# 2003 Fuji Team Super Lite



## pingis (Jul 22, 2007)

I just picked up a used Fuji team SL for 650. It will be my first road bike. I was wondering if that's a good deal or not? I won it off ebay and the guy said there were less then 100 miles on it. I was just curious what everyone else thought. I'm pretty excited though nonetheless. Thanks for any input.


----------



## pingis (Jul 22, 2007)

sweet. since no one said anything, i'm just going to decide that I got a good deal and start riding. i'm sure i'll start upgrading stuff on it soon. anyone want to recommend some good wheels that aren't too expensive?


----------



## Azeke (Apr 2, 2008)

I have the 2007 Fuji Team that I just purchased.

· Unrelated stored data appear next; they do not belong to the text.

PR #728, opened 2017-08-23
Task visibility

willdoran:
This pull request makes the following changes:
-

Testing checklist:
- [ ]

Fixes ushahidi/platform#1945

Ping @ushahidi/platform

PR #731, opened 2017-08-23
Visual feedback to tell users which tasks and fields are public

willdoran:
- Show lock next to private survey fields
- Show message at the top of public tasks

Testing checklist:
- [x] Submit to a survey with public tasks, check for info message
- [x] Submit to a survey with private attribute, check for lock

Fixes ushahidi/platform#1979

Ping @ushahidi/platform

### DIFF
--- a/app/main/posts/modify/post-tabs.html
+++ b/app/main/posts/modify/post-tabs.html
@@ -2,6 +2,9 @@
     <header class="form-sheet-summary">
         <h1 class="form-sheet-title section-title">{{stage.label}}</h1>
     </header>
+    <div ng-show="stage.show_when_published" class="alert">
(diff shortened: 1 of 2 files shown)


app/main/posts/modify/post-tabs.html
```diff
@@ -2,6 +2,14 @@
     <header class="form-sheet-summary">
         <h1 class="form-sheet-title section-title">{{stage.label}}</h1>
     </header>
+    <div ng-show="stage.task_is_internal_only" class="alert">
+        <p>This task is marked for internal use only. It is not seen by users when they create a post.</p>
```
rjmackay: Needs to be translatable

rjmackay:
This should probably be part of #728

I just put a new wheelset (Easton EA90 SLX) replacing the OEMs. It depends on what you consider expensive, it's all relative. What's your budget?

Peace and blessings,

Azeke


----------



## pingis (Jul 22, 2007)

600 bucks is the most i want to spend. thanks!


----------



## Azeke (Apr 2, 2008)

You can probably find some Eastons around that price, perhaps even lower if you look hard enough.


----------



## Bertrand (Feb 1, 2005)

Great bike at a great price! Have fun with it.


----------